Thursday, July 21, 2011

800-53 Appendix J - Privacy Controls

I feel like I need to say something about the latest addition to my favorite document.

Redundant and unnecessary springs to mind. While new words may be used to talk about the same things, the bottom line is the same as it always is: limit what you collect and then protect it with in the budget constraints you have.

Below is the text of an email I have sent to a number of my customers (as they pay my opinion on such things).

Subject: NIST 800-53 Rev 4
NIST is projecting a release of an updated 800-53 in December. At this time, the only thing that is changing is the addition of Appendix J. Appendix J provide 23 new controls related privacy data protection.

After a quick review, I do not believe that we are in any danger of having to implement something new as far as technology.
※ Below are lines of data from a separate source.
Issue #274, opened 2017-05-13
Incorrect trajectory produced when value wraps from -PI to PI


bponsler:
I've noticed several cases where the joint trajectory controller produces an incorrect trajectory resulting in a joint not reaching the desired end position (although the JTC thinks that it has reached the goal position and succeeds). This occurs for a continuous joint when the incoming trajectory starts at a wrapped position value (pi) while the current joint state (position being held) remains unwrapped (e.g., -pi).

I believe this may be related to issue #263 

Attached are:
    - trajectory_wrap_test.cpp -- test case highlighting the issue (this was used to produce the data for the graph)
    - trajectory_issue.png -- a graph of the data with the error
    - plot_error.py -- python script used to generate the graph

![trajectory_issue](https://cloud.githubusercontent.com/assets/1627139/26027847/37e5e120-37ca-11e7-9514-a5a81fc360eb.png)

Looking at the attached graph, the joint is being held at a position of -3.14159. Then a new trajectory comes in which starts its initial point at 3.141325538883086 due to wrapping. The thin red line displays the series of desired position values computed by the JTC. There is a clear hump at the beginning where the hold trajectory and the new trajectory are joined. The joint moves the wrong way (positive), then starts to come back down. This hump causes the final desired position to flatten out at -5.86344 which is roughly 24 degrees from the desired end position (0 radians from the trajectory, or -2 * PI). The JTC thinks it is reaching the correct position, but has not rotated far enough.

The thin green line in the graph is the set of desired positions from the JTC produced when I comment out the following line from joint_trajectory_segment.h:

    dist = next_position[i] > prev_position[i] ? std::abs(dist) : -std::abs(dist);

I commented this out because I believe that the if statement surrounding it might be incorrect. It reads:

    if (std::abs(dist) - M_PI < 1e-9)

I _believe_ the intent is to say that if the distance is equal to pi within the tolerance, however, this will return true for any value of dist between [pi, -pi]. Perhaps I misunderstand the intent of this?

I think this line should be:

    if (std::abs(dist - M_PI) < 1e-9)

Once I removed the line handling the "singularity" the produced trajectory matches the desired trajectory and reaches the correct final position.

[trajectory_wrap_bug.zip](https://github.com/ros-controls/ros_controllers/files/998830/trajectory_wrap_bug.zip)

Issue #263, opened 2017-04-05
joint_trajectory_controller - wraparoundOffset


progtologist:
Perhaps I have misunderstood the usage of the wraparoundOffset(...) function, but I think the math is wrong in it. The simple version of the math is:
```cpp
double dist = angles::shortest_angular_distance(previous, next);
if (std::abs(dist) - M_PI < 1e-9)
{
    dist = next > previous ? std::abs(dist) : -std::abs(dist);
}
offset = (previous + dist) - next;
```
So if one queries for a rotation starting from -90 degrees to 180 degrees, the offset would then be equal to -180.
Therefore the commanded "next" position would evaluate to:
```cpp
next.position = next.position + offset;
```
0 degrees, which is not correct.

Am I missing something here?

Issue #275, opened 2017-05-13
State error calculation not accounting for wrapping joint positions


bponsler:
The following line in joint_trajectory_controller_impl.h is not properly handling wrapping joint angles:

    state_error_.position[i] = desired_state_.position[i] - current_state_.position[i];

If the current joint position changes from -PI to PI this calculation will produce a large difference value which causes the joint to move very fast toward that new value.

I believe the following would properly account for this issue:

    state_error_.position[i] = angles::shortest_angular_distance(current_state_.position[i] - desired_state_.position[i]);

graiola:
Hi Brett,

Thanks for the detailed report! (#274)
Could I ask you to open a pull request with the code you've attached to this issue, feel free to add a test to our current test-suite. We should see how the rest of the tests behave.

PR #276, opened 2017-05-15
Address issue #263, joint_trajectory_controller - wraparoundOffset

graiola:
This PR should address both #263 and #274.
@progtologist , @bponsler Could you try it and see if it solves your issue? Thanks.
Note that this is for kinetic, but you should be able to cherry-pick it for indigo.

### DIFF
--- a/joint_trajectory_controller/include/joint_trajectory_controller/joint_trajectory_segment.h
+++ b/joint_trajectory_controller/include/joint_trajectory_controller/joint_trajectory_segment.h
@@ -230,7 +230,7 @@ Scalar wraparoundJointOffset(const Scalar& prev_position,
     Scalar dist = angles::shortest_angular_distance(prev_position, next_position);
 
     // Deal with singularity at M_PI shortest distance
-    if (std::abs(dist) - M_PI < 1e-9)
+    if (std::abs(std::abs(dist) - M_PI) < 1e-9)
     {
       dist = next_position > prev_position ? std::abs(dist) : -std::abs(dist);
     }
--- a/joint_trajectory_controller/test/joint_trajectory_segment_test.cpp
+++ b/joint_trajectory_controller/test/joint_trajectory_segment_test.cpp
@@ -87,6 +87,14 @@ TEST(WraparoundOffsetTest, WrappingPositions)
       EXPECT_NEAR(two_pi, wraparound_offset1, EPS);
       EXPECT_NEAR(0.0, wraparound_offset2, EPS);
     }
+
+    // Special case, from M_PI/2 to -M_PI
+    double wraparound_offset1 = wraparoundJointOffset(M_PI/2, -M_PI, true);
+    EXPECT_NEAR(two_pi, wraparound_offset1, EPS);
+    // From -M_PI to M_PI/2
+    wraparound_offset1 = wraparoundJointOffset(-M_PI, M_PI/2, true);
+    EXPECT_NEAR(-two_pi, wraparound_offset1, EPS);
+
   }
 
   // Both wrapping joints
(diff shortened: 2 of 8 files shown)


joint_trajectory_controller/include/joint_trajectory_controller/joint_trajectory_segment.h
```diff
@@ -222,15 +222,15 @@ Scalar wraparoundJointOffset(const Scalar& prev_position,
                              const Scalar& next_position,
                              const bool&   angle_wraparound)
 {
-  // Return value
+   // Return value
```
bmagyar: There's no reason to change this line

joint_trajectory_controller/test/joint_trajectory_segment_test.cpp
```diff
@@ -108,6 +113,7 @@ TEST(WraparoundOffsetTest, WrappingPositions)
       EXPECT_NEAR(two_pi, wraparound_offset1, EPS);
       EXPECT_NEAR(2.0 * two_pi, wraparound_offset2, EPS);
     }
+
```
bmagyar: There's no reason to change this line

joint_trajectory_controller/test/joint_trajectory_segment_test.cpp
```diff
@@ -382,3 +388,4 @@ int main(int argc, char** argv)
   return RUN_ALL_TESTS();
 }
 
+
```
bmagyar: There's no reason to change this line

joint_trajectory_controller/test/joint_trajectory_segment_test.cpp
```diff
@@ -87,6 +87,11 @@ TEST(WraparoundOffsetTest, WrappingPositions)
       EXPECT_NEAR(two_pi, wraparound_offset1, EPS);
       EXPECT_NEAR(0.0, wraparound_offset2, EPS);
     }
+
+    // Special case
+    double wraparound_offset1 = wraparoundJointOffset(M_PI/2, -M_PI, true);
+    EXPECT_NEAR(two_pi, wraparound_offset1, EPS);
+
```
mathias-luedtke: What about checking `wraparoundJointOffset(-M_PI/2, M_PI, true);` as well?

bponsler:
Thanks for doing this @graiola! I wasn't going to be able to pull this together until later today.

I tested these changes on indigo and they solve the issue I was seeing before. You can see in the below graph that the desired state (red line) no longer has the upward bump seen in #274.

screenshot7

graiola:
@bponsler  no problem! I am happy that the pr solved the problem ;)
@ipa-mdl could you run some tests with your robot/s to validate the fix? Thanks.

mathias-luedtke:
> @ipa-mdl could you run some tests with your robot/s to validate the fix? Thanks.

@graiola: I am sorry, I cannot test it with hardware. I don't have any right now and we don't use wrap-around configs.

graiola:
@progtologist could you give it a shot? Thanks.

progtologist:
@graiola I cannot test it with hardware right now but it runs correctly in simulation so I see no reason why it shouldn't work with hardware as well! Great job!

bmagyar (changes requested):
Ping

bmagyar (approved):

bmagyar:
We are almost there! ;) 

Could you tell me what's the difference between the two "Added tests for issue #275" commits? They look the same to me. 
Could you remove one of them and the "merge branch blabla" commit as well?

graiola:
I removed the rqt_plot because it was causing problems with travis.

bmagyar:
Great, thanks!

However, we may need to go through the exercise of updating our documentation to add these new controls (should decide to adopt them).
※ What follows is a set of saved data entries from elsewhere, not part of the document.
PR #277, opened 2017-05-16
Fix for issue #275

bponsler:
Fix for issue #275 (State error calculation not accounting for wrapping joint positions).

Created an additional test case to test a robot with wrapping continuous joint angles.

### DIFF
--- a/joint_trajectory_controller/test/joint_trajectory_controller_wrapping_test.cpp
+++ b/joint_trajectory_controller/test/joint_trajectory_controller_wrapping_test.cpp
@@ -1,0 +1,279 @@
+///////////////////////////////////////////////////////////////////////////////
+// Copyright (C) 2013, PAL Robotics S.L.
+//
+// Redistribution and use in source and binary forms, with or without
+// modification, are permitted provided that the following conditions are met:
+//   * Redistributions of source code must retain the above copyright notice,
+//     this list of conditions and the following disclaimer.
+//   * Redistributions in binary form must reproduce the above copyright
+//     notice, this list of conditions and the following disclaimer in the
+//     documentation and/or other materials provided with the distribution.
+//   * Neither the name of PAL Robotics S.L. nor the names of its
+//     contributors may be used to endorse or promote products derived from
+//     this software without specific prior written permission.
+//
+// THIS SOFTWARE IS PROVIDED BY THE COPYRIGHT HOLDERS AND CONTRIBUTORS "AS IS"
+// AND ANY EXPRESS OR IMPLIED WARRANTIES, INCLUDING, BUT NOT LIMITED TO, THE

Attached is the draft of Appendix J for your review. Let me know if you have any questions.

-C

Of course, I attached the PDF for them - you can look at here: http://csrc.nist.gov/publications/drafts/800-53-Appdendix-J/IPDraft_800-53-privacy-appendix-J.pdf

I know that some organizations feel they need these new controls. The ones I work with are not those. If I am totally cynical about the whole thing; I think that this is a way for some people to check more boxes to say how awesome they are OR for someone to justify spending more money on technology that should already be in place.